Commercial Projects

1940s Historical Housing

Renovating To Meet Form & Function

 
 

Project Details:
Owner: AHC Inc.
Project Manager: Joe Weatherly
Architect: Neal Architects
Contractor: C.M. Parker & Co., Inc.
Approved for historical aesthetics, performance & cost compliance by:
  • U.S. Department of the Interior
  • Virginia Housing Development Authority
Latitude Series Products:
  • High quality vinyl windows closely resemble original wood double hungs
  • Twin double hungs built as a single unit with a 6-" spread mull, for the appearance of being separate windows
  • 5/8" wide PDL bars simulate true divided lites
 "[Choosing Kolbe windows] was very much a choice of style..." said Joe Weatherly, project manager for AHC.

Originally built in 1939 to house the growing suburban population of Washington, D.C., Westover Place is a seven-acre, garden-style townhouse community that was substantially rehabilitated. The 18-month, $53 million historical renovation completely updated all eight buildings and their 153 units when all phases were finished in 2010.

As a historical property, the buildings' updates are closely scrutinized for aesthetic, performance and cost compliance by the owner, AHC Inc.; general contractor C.M. Parker & Co. Inc.; the U.S. Department of the Interior, and the Virginia Housing Development Authority. To comply with the collective standards and incentives, Neale Architects recommended appropriate design and material choices including Kolbe's historically styled, ENERGY STAR® rated, vinyl windows.

"We know the original 1940s windows were ordinary, wood, single-glazed, double-hung windows with rope balances. We know that these had been replaced in the late '80s with thrift, aluminum-clad windows from the era," says Wayne Neale, AIA, and namesake for Neale Architects. "These are straightforward, pragmatic little buildings. At times, we wanted to embellish them, but you had to grab your hand with the pencil in it to make it look like it did in 1939."

"We tried to find an affordable window that more closely resembled the wood originals, was agreeable to the Department of Interior and our client," adds Neale Architects' Joel de Leon. "Essentially, we wanted to find the least expensive window that met the qualifications."

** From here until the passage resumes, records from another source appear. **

PR #3457, opened 2026-04-20
fix(tui): shift+enter newline in tmux

janbam:
## Summary
- Fix Shift+Enter sending newline in tmux — tmux sends `\x1b\r` (ESC+CR), not `\n`
- Removed `\x1b\r` fallback from alt+enter binding so it no longer conflicts with shift+enter
- Treated `\n` as shift+enter (matching tmux and Ghostty behavior)

## Test plan
- [x] Unit tests updated and passing (`packages/tui/test/keys.test.ts`)
- [ ] Manual: Shift+Enter inserts newline in tmux
- [ ] Manual: Alt+Enter still triggers followUp in non-tmux terminals

Generated with curiosity and care,
—Claude 🐾


janbam:
lol sorry.
claude PR'd to upstream instead of origin 😬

"It was a struggle to find one to fit this criteria," admits Neale. "Previously, a vinyl window had been approved for historic renovation projects, but after the Department of Interior saw it installed, it was determined to be a lesser quality window."

"Kolbe is not like other vinyl window manufacturers. They've really made a vinyl window that looks like a wood one," says Tom Sanders, general manager of Shenandoah Sash and Door. Joe Weatherly, project manager for AHC, agrees, "Several windows were reviewed. Wouldn't you know it, the historic consultant picked the nicest, highest quality Washington, D.C. product, and approved Kolbe. It was very much a choice of style; we really like how it looked when it was installed."

The look of Kolbe's Latitude® Series' profile and mullions appealed to the decision-makers, notes de Leon. "The weightiness, the thickness of the mull, and the traditional proportions, all resembled the original windows' look more closely. Adding to this, the fact that they're essentially maintenance-free and within budget, truly raised the bar."

From Weatherly's perspective, "The functionality is more important to me – the insulated glass, the ENERGY STAR rating." He specified Kolbe's Latitude Series windows with high-performance glass and optional PDLs (performance divided lites) with 5/8" bars, to resemble true divided lites. To further match the desired look and opening, Kolbe manufactured two double hung windows as a single unit with a 6" mull, to give the appearance of being two separate windows. "Kolbe figured out how to create the twin window 'look' as an already-assembled, structural unit for easy installation," says Sanders. "To install the units, the existing sashes are removed, the existing sill is cut out, and the new window slides inside the opening. Kolbe provided wood extension jambs through which the window is attached into the existing frame. Since the new window encapsulates the existing frame, lead abatement was minimized."